BEGIN Data
PR #9175, opened 2026-08-03
fix(data-api): size the D1 write to the binding's parameter cap, not the HTTP API's

JSONbored:
> [!IMPORTANT]
> **Production is broken right now.** Every neurons sync above 4 rows returns 502 `d1 write failed`, so the metagraph has not advanced since `2026-08-02T07:50:51Z`. The write path landed in #9157/#9160, but nothing it is given can actually be written.

## Root cause

D1's **Workers binding** rejects a query binding more than **100 parameters**. `D1_PARAM_BUDGET` was `900`, justified in its own comment by a measurement that 1,200 parameters "execute fine" against production D1.

They do — through `wrangler d1 execute`, which goes over the **HTTP API** and has a far higher ceiling. The binding does not. The two paths look identical from the repo, and nothing in the test suite could tell them apart because the tests asserted `D1_PARAM_BUDGET`'s own value rather than the platform limit it exists to respect.

## The arithmetic is exact

`neuron_daily` is the widest table at 22 columns, so five rows is 110 bound parameters — the first chunk to cross 100.

Confirmed against production:

| rows | widest chunk | result |
| ---: | ---: | --- |
| 3 | 66 params | **200** |
| 4 | 88 params | **200** |
| 5 | 110 params | **502** |
| 100 / 1200 / 2000 | — | 502 |

## Why this looked like something else

Every statement the writer emits executes fine on its own via `wrangler d1 execute` — including all four in a single multi-statement transaction. The deployed schema matches `NEURON_DAILY_COLUMNS` exactly, in order. Duplicate-`account` upserts (the shape real coldkeys produce) succeed. So it presented as a batch problem, or a schema problem, or a size problem — and it is none of those. It is a per-query cap that only exists on the binding.

## The fix

`D1_PARAM_BUDGET = 100`, still **derived** per table so adding a column re-sizes the chunk rather than silently crossing the limit: 5 rows/statement for `neurons`, 4 for `neuron_daily`, 6 for `account_position_daily`.

That makes a full 30k-row snapshot ~18,700 statements, which one `db.batch()` will not carry — so the batch is chunked too, at `src/observations-d1.ts`'s already-proven 50.

**That trades one implicit transaction for several, and the ordering is what makes it safe.** Callers append every upsert *before* any prune, and `runBatches` preserves that order, so a mid-run failure leaves stale rows the next tick removes. The inverse — prune first, then fail — would delete live UIDs with nothing to replace them. The order is a contract, documented as one, not an accident of how the array was built.

## Tests that assert the limit, not the constant

Three new tests, and I verified they fail for the right reason: **all three fail at 900 and pass at 100.**

```
× no emitted statement exceeds the binding's parameter limit
× the budget admits no chunk wider than the limit, for any table
× statements are split across bounded batches
```

They pin `D1_BINDING_PARAM_LIMIT = 100` independently of `D1_PARAM_BUDGET`, so raising the budget again can only fail here. That is the gap that let this ship: the previous tests were written from the writer's own assumption, so they were green throughout.

Refs #9146


JSONbored:
Closing — #9173 landed the same diagnosis and fix independently while this was open. Confirmed against production just now: 5, 50 and 500-row payloads all return 200, so the lane is unblocked.

We converged on the same root cause from different directions, which is reassuring: the Workers binding caps a query at 100 bound parameters, the 900 budget was measured through the wrangler/HTTP path where 1,200 genuinely do execute, and the batch needed slicing once the budget dropped. #9173's 90 is the safer number of the two.

Its tests also pin the 100 limit independently of the constant, which was the gap I most wanted closed — so there is nothing here worth carrying over.

**One small thing worth a follow-up:** `tests/neurons-d1-write.test.ts` still carries the pre-fix rationale at the `buildUpsert` chunk-size test:

> Measured against production D1: 1,200 bound parameters execute fine, so the 900 budget has real headroom.

That comment is now the opposite of the finding, and it sits directly above an assertion about the bound-parameter budget — exactly where someone re-tuning this would read it and conclude there is headroom that does not exist on the binding.

For the record, the reproduction that isolated it, in case the boundary is ever re-tested: `neuron_daily` is the widest table at 22 columns, so 5 rows = 110 params is the first chunk to cross 100 — 3 rows (66) and 4 rows (88) returned 200 while 5 returned 502. Every statement executes fine alone via `wrangler d1 execute`, including all four in one multi-statement transaction, which is exactly why it presented as a batch or schema problem rather than a per-query cap.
END Data
(Task to carry out) Give all of the entries again, exactly.

(Written solution)
PR #9175, opened 2026-08-03
fix(data-api): size the D1 write to the binding's parameter cap, not the HTTP API's

JSONbored:
> [!IMPORTANT]
> **Production is broken right now.** Every neurons sync above 4 rows returns 502 `d1 write failed`, so the metagraph has not advanced since `2026-08-02T07:50:51Z`. The write path landed in #9157/#9160, but nothing it is given can actually be written.

## Root cause

D1's **Workers binding** rejects a query binding more than **100 parameters**. `D1_PARAM_BUDGET` was `900`, justified in its own comment by a measurement that 1,200 parameters "execute fine" against production D1.

They do — through `wrangler d1 execute`, which goes over the **HTTP API** and has a far higher ceiling. The binding does not. The two paths look identical from the repo, and nothing in the test suite could tell them apart because the tests asserted `D1_PARAM_BUDGET`'s own value rather than the platform limit it exists to respect.

## The arithmetic is exact

`neuron_daily` is the widest table at 22 columns, so five rows is 110 bound parameters — the first chunk to cross 100.

Confirmed against production:

| rows | widest chunk | result |
| ---: | ---: | --- |
| 3 | 66 params | **200** |
| 4 | 88 params | **200** |
| 5 | 110 params | **502** |
| 100 / 1200 / 2000 | — | 502 |

## Why this looked like something else

Every statement the writer emits executes fine on its own via `wrangler d1 execute` — including all four in a single multi-statement transaction. The deployed schema matches `NEURON_DAILY_COLUMNS` exactly, in order. Duplicate-`account` upserts (the shape real coldkeys produce) succeed. So it presented as a batch problem, or a schema problem, or a size problem — and it is none of those. It is a per-query cap that only exists on the binding.

## The fix

`D1_PARAM_BUDGET = 100`, still **derived** per table so adding a column re-sizes the chunk rather than silently crossing the limit: 5 rows/statement for `neurons`, 4 for `neuron_daily`, 6 for `account_position_daily`.

That makes a full 30k-row snapshot ~18,700 statements, which one `db.batch()` will not carry — so the batch is chunked too, at `src/observations-d1.ts`'s already-proven 50.

**That trades one implicit transaction for several, and the ordering is what makes it safe.** Callers append every upsert *before* any prune, and `runBatches` preserves that order, so a mid-run failure leaves stale rows the next tick removes. The inverse — prune first, then fail — would delete live UIDs with nothing to replace them. The order is a contract, documented as one, not an accident of how the array was built.

## Tests that assert the limit, not the constant

Three new tests, and I verified they fail for the right reason: **all three fail at 900 and pass at 100.**

```
× no emitted statement exceeds the binding's parameter limit
× the budget admits no chunk wider than the limit, for any table
× statements are split across bounded batches
```

They pin `D1_BINDING_PARAM_LIMIT = 100` independently of `D1_PARAM_BUDGET`, so raising the budget again can only fail here. That is the gap that let this ship: the previous tests were written from the writer's own assumption, so they were green throughout.

Refs #9146


JSONbored:
Closing — #9173 landed the same diagnosis and fix independently while this was open. Confirmed against production just now: 5, 50 and 500-row payloads all return 200, so the lane is unblocked.

We converged on the same root cause from different directions, which is reassuring: the Workers binding caps a query at 100 bound parameters, the 900 budget was measured through the wrangler/HTTP path where 1,200 genuinely do execute, and the batch needed slicing once the budget dropped. #9173's 90 is the safer number of the two.

Its tests also pin the 100 limit independently of the constant, which was the gap I most wanted closed — so there is nothing here worth carrying over.

**One small thing worth a follow-up:** `tests/neurons-d1-write.test.ts` still carries the pre-fix rationale at the `buildUpsert` chunk-size test:

> Measured against production D1: 1,200 bound parameters execute fine, so the 900 budget has real headroom.

That comment is now the opposite of the finding, and it sits directly above an assertion about the bound-parameter budget — exactly where someone re-tuning this would read it and conclude there is headroom that does not exist on the binding.

For the record, the reproduction that isolated it, in case the boundary is ever re-tested: `neuron_daily` is the widest table at 22 columns, so 5 rows = 110 params is the first chunk to cross 100 — 3 rows (66) and 4 rows (88) returned 200 while 5 returned 502. Every statement executes fine alone via `wrangler d1 execute`, including all four in one multi-statement transaction, which is exactly why it presented as a batch or schema problem rather than a per-query cap.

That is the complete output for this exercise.